##### THE RECORDS

Issue #4051, opened 2016-10-24
Ability to configure remote ESX directory for vmware-iso builder when using ovftool


eschrock:
Currently, the vmware-iso builder unilaterally sets the output directory within the datastore to the vmname, in [builder/vmware/iso/builder.go:201](https://github.com/mitchellh/packer/blob/3c8dabba9e233d1d9df806e074e70ae880e5b10a/builder/vmware/iso/builder.go#L201)

`if b.config.RemoteType != "" && b.config.Format != "" {
        b.config.OutputDir = b.config.VMName
    }`

The output_directory setting is ignored. As an aside, it seems to be ignored on the [local side as well](https://github.com/mitchellh/packer/issues/3896), so it's not clear what its purpose is for this remote/ovftool use case.

For local directories, this is not a big issue because each local directory is private. But ESX build machines are a shared resource, so if two developers happen to be building something with the same vmname (quite possible if working on the same product), then they will clash (possibly in horrific ways). You can work around this by making your vmname unique, or by setting the datastore name to be a unique sub-directory, but these all leave behind remnants that must be manually cleaned up.

I don't know why packer doesn't respect "output_directory" here, but it would be nice if we could set the remote output directory on the ESX build machine to avoid vmname clashes from competing builds.

rickard-von-essen:
Doesn't it check if the remote dir exists? Otherwise this is a bug. 

I think ESXi support was added after the vsphere post-processor and the use case vmware-iso remote plus vsphere post-processor was overlooked.

eschrock:
Good question, it does appear to fail, but not in an elegant way:

2016/10/24 12:07:17 ui: ==> vmware: Creating virtual machine disk
==> vmware: Creating virtual machine disk
2016/10/24 12:07:17 packer: 2016/10/24 12:07:17 opening new ssh session
2016/10/24 12:07:17 packer: 2016/10/24 12:07:17 starting remote command: vmkfstools -c 81920M -d zeroedthick -a lsilogic /vmfs/volumes/4fa858d3-9425303a-b26c-782bcb3a569e/delphix-0.0.1/disk.vmdk
2016/10/24 12:07:18 packer: 2016/10/24 12:07:18 remote command exited with '255': vmkfstools -c 81920M -d zeroedthick -a lsilogic /vmfs/volumes/4fa858d3-9425303a-b26c-782bcb3a569e/delphix-0.0.1/disk.vmdk
[...]

PR #4447, opened 2017-01-24
builder/vmware-iso: set ovftool output path

### LINKED ISSUE #3896: Feature request: Define output directory for the exported virtual machine
Since my Go coding skills are limitted, I would like to ask you guys for a new feature. In the vmware builder, there is an option (format) to export the VM to your local machine. Currently it outputs the OVA, or OVF in the base directory, but I would like to define the output folder in the JSON, e.g. "format_output_dir": "./OVA". Is this possible to make?

mwhooker:
Closes #3896

### DIFF
--- a/builder/vmware/iso/step_export.go
+++ b/builder/vmware/iso/step_export.go
@@ -59,7 +59,7 @@ func (s *StepExport) Run(state multistep.StateBag) multistep.StepAction {
 	}
 
 	// Export the VM
-	outputPath := filepath.Join(c.VMName, c.VMName+"."+s.Format)
+	outputPath := filepath.Join(c.OutputDir, c.VMName+"."+s.Format)
 
 	if s.Format == "ova" {
 		os.MkdirAll(outputPath, 0755)


mwhooker:
untested. Would be great if someone could help test

mwhooker:
Looks like there's a thing in fusion to emulate this. will check that out latest if no one has tested this

spmiller:
I've tested this fix, and it doesn't result in quite what I expected. If I define
```
{
  "type": "vmware-iso",
  "output_directory": "output/vmware",
  "vm_name": "my_vm",
  "format": "ova",
  ...
}
```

##########

TASK: Each line shown above needs to be transcribed exactly.

TASK ANSWER:
Issue #4051, opened 2016-10-24
Ability to configure remote ESX directory for vmware-iso builder when using ovftool


eschrock:
Currently, the vmware-iso builder unilaterally sets the output directory within the datastore to the vmname, in [builder/vmware/iso/builder.go:201](https://github.com/mitchellh/packer/blob/3c8dabba9e233d1d9df806e074e70ae880e5b10a/builder/vmware/iso/builder.go#L201)

`if b.config.RemoteType != "" && b.config.Format != "" {
        b.config.OutputDir = b.config.VMName
    }`

The output_directory setting is ignored. As an aside, it seems to be ignored on the [local side as well](https://github.com/mitchellh/packer/issues/3896), so it's not clear what its purpose is for this remote/ovftool use case.

For local directories, this is not a big issue because each local directory is private. But ESX build machines are a shared resource, so if two developers happen to be building something with the same vmname (quite possible if working on the same product), then they will clash (possibly in horrific ways). You can work around this by making your vmname unique, or by setting the datastore name to be a unique sub-directory, but these all leave behind remnants that must be manually cleaned up.

I don't know why packer doesn't respect "output_directory" here, but it would be nice if we could set the remote output directory on the ESX build machine to avoid vmname clashes from competing builds.

rickard-von-essen:
Doesn't it check if the remote dir exists? Otherwise this is a bug. 

I think ESXi support was added after the vsphere post-processor and the use case vmware-iso remote plus vsphere post-processor was overlooked.

eschrock:
Good question, it does appear to fail, but not in an elegant way:

2016/10/24 12:07:17 ui: ==> vmware: Creating virtual machine disk
==> vmware: Creating virtual machine disk
2016/10/24 12:07:17 packer: 2016/10/24 12:07:17 opening new ssh session
2016/10/24 12:07:17 packer: 2016/10/24 12:07:17 starting remote command: vmkfstools -c 81920M -d zeroedthick -a lsilogic /vmfs/volumes/4fa858d3-9425303a-b26c-782bcb3a569e/delphix-0.0.1/disk.vmdk
2016/10/24 12:07:18 packer: 2016/10/24 12:07:18 remote command exited with '255': vmkfstools -c 81920M -d zeroedthick -a lsilogic /vmfs/volumes/4fa858d3-9425303a-b26c-782bcb3a569e/delphix-0.0.1/disk.vmdk
[...]

PR #4447, opened 2017-01-24
builder/vmware-iso: set ovftool output path

### LINKED ISSUE #3896: Feature request: Define output directory for the exported virtual machine
Since my Go coding skills are limitted, I would like to ask you guys for a new feature. In the vmware builder, there is an option (format) to export the VM to your local machine. Currently it outputs the OVA, or OVF in the base directory, but I would like to define the output folder in the JSON, e.g. "format_output_dir": "./OVA". Is this possible to make?

mwhooker:
Closes #3896

### DIFF
--- a/builder/vmware/iso/step_export.go
+++ b/builder/vmware/iso/step_export.go
@@ -59,7 +59,7 @@ func (s *StepExport) Run(state multistep.StateBag) multistep.StepAction {
 	}
 
 	// Export the VM
-	outputPath := filepath.Join(c.VMName, c.VMName+"."+s.Format)
+	outputPath := filepath.Join(c.OutputDir, c.VMName+"."+s.Format)
 
 	if s.Format == "ova" {
 		os.MkdirAll(outputPath, 0755)


mwhooker:
untested. Would be great if someone could help test

mwhooker:
Looks like there's a thing in fusion to emulate this. will check that out latest if no one has tested this

spmiller:
I've tested this fix, and it doesn't result in quite what I expected. If I define
```
{
  "type": "vmware-iso",
  "output_directory": "output/vmware",
  "vm_name": "my_vm",
  "format": "ova",
  ...
}
```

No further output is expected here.